Start-up, licornes… un pari risqué pour les chercheurs d’emploi en 2023 ?
chloe.larmignat
L’année 2022 s’est achevée sur un paysage contrasté dans le secteur des start-up. Aux États-Unis, le secteur de la Tech a subi de nombreux licenciements à partir du mois de mai, alors qu’en France, les levées de fonds se sont multipliées avec une nouvelle année record. L’écosystème des start-up françaises bénéficie d’un plus grand optimisme et d’un fort soutien du gouvernement français qui rassure le marché. Alors, travailler en start-up en 2023 sera-t-il un pari risqué pour les chercheurs d’emploi ?

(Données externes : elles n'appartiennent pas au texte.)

PR #1251, opened 2019-11-08
ENH: Improve observer management in vtkSegmentation

Sunderlandkyl:
Previously observers were only added or removed from master representations when AddSegment, RemoveSegment or SetMasterRepresentationModifiedEnabled was called.
This meant that observers were not handled if vtkSegment::AddRepresentation was called, resulting in orphaned or missing observers.

This commit collects all of the AddObserver/RemoveObserver calls for the master representation in a single function UpdateMasterRepresentationObservers.
UpdateMasterRepresentationObservers caches a list of the master representations data objects that are monitored and compares against the list of master representations in the segmentation, and then adds or removes observers as needed.


lassoan:
Thank you. Good catch and fix. Merged in r28610.

PR #1253, opened 2019-11-08
ENH: Enable right-click menu for fiducials

cpinter:
Right-clicking markups in views shows a context menu provided by subject hierarchy. The infrastructure to use the SH in-view context menu for other node types is also established.
- Sink MenuEvent event from markups display node to display node base class
- Display node MenuEvent handled in Subject hierarchy plugin logic. It shows a third type of SH menu called View menu, which offers actions that are applicable in the views
- First plugin to support this is Markups that offers a menu to rename fiducial


Modules/Loadable/Markups/MRML/CMakeLists.txt
```diff
@@ -29,6 +29,8 @@ set(${KIT}_TARGET_LIBRARIES
   ${MRML_LIBRARIES}
   )
 
+set (${KIT}_INCLUDE_DIRS ${CMAKE_CURRENT_SOURCE_DIR} ${CMAKE_CURRENT_BINARY_DIR} CACHE INTERNAL "" FORCE)
```
lassoan: Why is this needed? These include dirs should be added to cache automatically (you can see in Slicer-build\CMakeCache.txt that there are many ...ModuleLogic_INCLUDE_DIRS variables and they are not set using such code).

Modules/Loadable/SubjectHierarchy/Widgets/qSlicerSubjectHierarchyPluginLogic.cxx
```diff
@@ -64,11 +75,15 @@ qSlicerSubjectHierarchyPluginLogicPrivate::qSlicerSubjectHierarchyPluginLogicPri
   // Register vtkIdType for use in python for subject hierarchy item IDs
   qRegisterMetaType<vtkIdType>("vtkIdType");
   //qRegisterMetaType<QList<vtkIdType> >("QList<vtkIdType>"); //TODO: Allows returning it but cannot be used (e.g. pluginHandler->currentItems())
+
+  this->ViewMenu = new QMenu(); //TODO: Parent?
```
lassoan: Looks good to me as is (we don't set a parent, so we have to delete it)

Modules/Loadable/SubjectHierarchy/Widgets/qSlicerSubjectHierarchyPluginLogic.cxx
```diff
@@ -64,11 +75,15 @@ qSlicerSubjectHierarchyPluginLogicPrivate::qSlicerSubjectHierarchyPluginLogicPri
...
 }
 
 //-----------------------------------------------------------------------------
 qSlicerSubjectHierarchyPluginLogicPrivate::~qSlicerSubjectHierarchyPluginLogicPrivate()
-= default;
+{
+  this->ViewMenu->deleteLater(); //TODO: OK?
```
lassoan: Looks good to me. Maybe set this->ViewMenu to nullptr at the end to make the behavior in case of an error (object double-delete, use-after-delete) more predictable.

Modules/Loadable/Markups/MRML/CMakeLists.txt
cpinter: Because the markup node header could not be included in the subject hierarchy plugin cxx without this.

Modules/Loadable/SubjectHierarchy/Widgets/qSlicerSubjectHierarchyPluginLogic.cxx
cpinter: Thanks!

cpinter:
I like all the ideas about Edit properties and also the special markup types. Since this infrastructure will most probably remain the same, I think we could go ahead and integrate this. Once we have a concrete plan to extend it, I'm happy to help.

Modules/Loadable/Markups/MRML/CMakeLists.txt
lassoan: It is odd that this is needed, because even without this, my Slicer-build/CMakeCache.txt contains `vtkSlicerMarkupsModuleMRML_INCLUDE_DIRS:INTERNAL=C:/D/S4/Modules/Loadable/Markups/MRML;C:/D/S4R/Slicer-build/Modules/Loadable/Markups/MRML`.

It does not hurt to have this, so if you want you can go on and integrate as is, but it would be nice if you could try a clean build without this line and see if it fails.

lassoan:
> Once we have a concrete plan to extend it, I'm happy to help.

I would recommend to have at least these actions:
- Rename point
- Delete point
- Toggle select point
- Edit properties...

Could you add them? It does not have to be in this pull request.

It would be nice to have something like "Show in subject hierarchy tree", which would switch to Data module / Subject Hierarchy tab and select the node.

cpinter:
OK I can add these easily. For Edit properties we can use the current infrastructure right?

Modules/Loadable/Markups/MRML/CMakeLists.txt
cpinter: I started a clean build...

lassoan:
> OK I can add these easily. For Edit properties we can use the current infrastructure right?

yes

Modules/Loadable/Markups/MRML/CMakeLists.txt
cpinter: It builds. I guess then probably there are several lines of the same kind in Slicer. In any case I removed this one.
@lassoan do you have any ideas what I can do to make it build without a clean build in general? Like re-run CMake or clean build just a few projects etc.

lassoan: I don't think anything can replicate the behavior of a clean build.

I only saw this kind of kit include dir caching line in Subject Hierarchy plugin and maybe one more place. They seemed to be special enough that I did not check if they were still needed, but you are right that those may be removed, too.

jcfr: This is probably an oversight. I suggest to remove it and if there are issues later one, I will have a look.

cpinter: For development it not acceptable having to do a complete 3-5 hour clean build when making such changes in CMake. There must be some kind of way to have a successful build without either adding this line or doing a full clean build...

lassoan: There is really no other way if you want to be 100% sure that you test a clean build without actually doing a clean build. If you are sure that your changes only affect Slicer then you may be able to delete just the Slicer binary folder and then VTK, CTK, etc., may not need to be rebuilt.

I have additional test builds set up for things like this, so I can continue my work, while another build is running in the background.

cpinter:
This PR has been integrated in https://github.com/Slicer/Slicer/commit/771bc70d5a2c706d3f37a7ad49f73d12b2167e75

I will push a second PR with the following changes:
* More actions for markpus (and not just for fiducial types): Rename point, Delete point, Toggle select point, Edit properties...
* A whitelist in plugin logic for the actions so that it can be esaily customized

cpinter:
For the record, the follow-up PR: https://github.com/Slicer/Slicer/pull/1262

PR #1256, opened 2019-11-11
COMP: Update to latest Landmark Registration

jamesobutler:
@pieper Here is the corresponding update in the Slicer repo.

This updates Landmark Registration to include a commit that fixes a [failing test](http://slicer.cdash.org/testDetails.php?test=9824573&build=1744757).


lassoan:
Thank you very much. Merged in r28599. It is so great that you were able to take care of these failed tests. It'll make the dashboard clean and make it easy to see any regressions.

PR #1258, opened 2019-11-12
BUG: Fix a set of failing tests due to new SH node as a member variable of MRML scene

jamesobutler:
This PR aims to fix a set of 5 failing tests that began to fail on Sept. 16th due to changes made in aa94228a125cac9e2e128020c08d9a63f2d9bebb. In that commit a subject hierarchy node was added as a member variable of the scene which caused a set of tests to fail all the in the same way of expecting one less node than actual.

The set of tests are:
- vtkMRMLNodeTest1
- vtkMRMLSceneAddSingletonTest
- vtkMRMLSceneImportIDConflictTest
- vtkMRMLSceneImportIDModelHierarchyConflictTest
- vtkMRMLSceneImportIDModelHierarchyParentIDConflictTest

@adamrankin it appears @cpinter alerted you of these failing tests in https://github.com/Slicer/Slicer/pull/1210#issuecomment-532265182, but it looks like this was something that was accidentally forgotten about. Can you take a look and confirm these changes to these tests match the changes you committed?

### DIFF
--- a/Libs/MRML/Core/Testing/vtkMRMLSceneImportIDModelHierarchyConflictTest.cxx
+++ b/Libs/MRML/Core/Testing/vtkMRMLSceneImportIDModelHierarchyConflictTest.cxx
@@ -139,11 +139,12 @@ int ImportIDModelHierarchyConflictTest()
   // and added nodes. New IDs are set by Import to the added nodes.
   // The node ids in the scene after a proper import should be
 
-  scene->Import();
+  scene->Import();  // adds Subject Hierarchy Node
 
   // At this point the scene should be:
   //
   //  Scene
+  //    |---- vtkMRMLSubjectHierarchyNode1
   //    |---- vtkMRMLModelNode1  (valid polydata)
   //    |          |-- ref [displayNodeRef] to vtkMRMLModelDisplayNode1
   //    |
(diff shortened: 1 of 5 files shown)


jcfr:
Thanks for working on this :pray:

Libs/MRML/Core/Testing/vtkMRMLSceneImportIDModelHierarchyConflictTest.cxx
```diff
@@ -166,7 +166,7 @@ int ImportIDModelHierarchyConflictTest()
   //               |-- ref [displayNodeID] to vtkMRMLModelDisplayNode4
   //               |-- ref [associatedNodeRef] to vtkMRMLModelNode2
```
jcfr: Should comment like the one above be updated ?

adamrankin:
Sorry about that, I did overlook the tests.

Libs/MRML/Core/Testing/vtkMRMLSceneImportIDModelHierarchyConflictTest.cxx
jamesobutler: Pushed update that adds comments

cpinter:
Thank you @jamesobutler !

jamesobutler:
@jcfr or another maintainer this PR should be good to go. Hopefully this can be merged before tonight’s nightly build.

lassoan:
Thanks a lot! Merged in r28609.

PR #1260, opened 2019-11-14
COMP: update openssl and curl for python to work correctly

gaoyi:
This change solves my recent building and running issues.


pieper:
```
make[2]: *** No rule to make target `/s/curl-install/lib/libcurl.a', needed by `bin/libRemoteIO.dylib'.  Stop.
```

it seems that for debug builds they renamed the library by adding `-d`

This works around the issue: `cp ./curl-install/lib/libcurl-d.a ./curl-install/lib/libcurl.a`

Not sure how best to fix that.


As an aside, at first, when I tried building this on my mac I got this error below, but this went away after deleting all the `curl*` in my superbuild directory.

```
[ 77%] Performing build step for 'curl'
[  0%] Building C object lib/CMakeFiles/libcurl.dir/warnless.c.o
/s/curl/lib/warnless.c:101:4: error: "SIZEOF_CURL_OFF_T not defined"
#  error "SIZEOF_CURL_OFF_T not defined"
   ^
/s/curl/lib/warnless.c:192:40: error: use of undeclared identifier 'CURL_MASK_SCOFFT'
  return (curl_off_t)(uznum & (size_t) CURL_MASK_SCOFFT);
                                       ^
2 errors generated.
make[5]: *** [lib/CMakeFiles/libcurl.dir/warnless.c.o] Error 1
make[4]: *** [lib/CMakeFiles/libcurl.dir/all] Error 2
make[3]: *** [all] Error 2
make[2]: *** [curl-prefix/src/curl-stamp/curl-build] Error 2
make[1]: *** [CMakeFiles/curl.dir/all] Error 2
make: *** [all] Error 2
```

PR #1261, opened 2019-11-15
BUG: Block MasterRepresentationModified in CollapseBinaryLabelmaps

Sunderlandkyl:
Fixes failing SegmentStatistics test.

2022, année record pour les levées de fond françaises
2022 restera une année en demi-teinte pour les start-up françaises. Elles ont battu le record de levées de fonds avec 13,5 milliards d’euros en 735 opérations. Si le montant levé augmente de 17% par rapport à 2021, celui du nombre de tours de table (réunion au cours de laquelle les fondateurs de la société et les investisseurs fixent les termes de leur accord : prix des actions, valorisation, modification des statuts, etc.) baisse de 6%.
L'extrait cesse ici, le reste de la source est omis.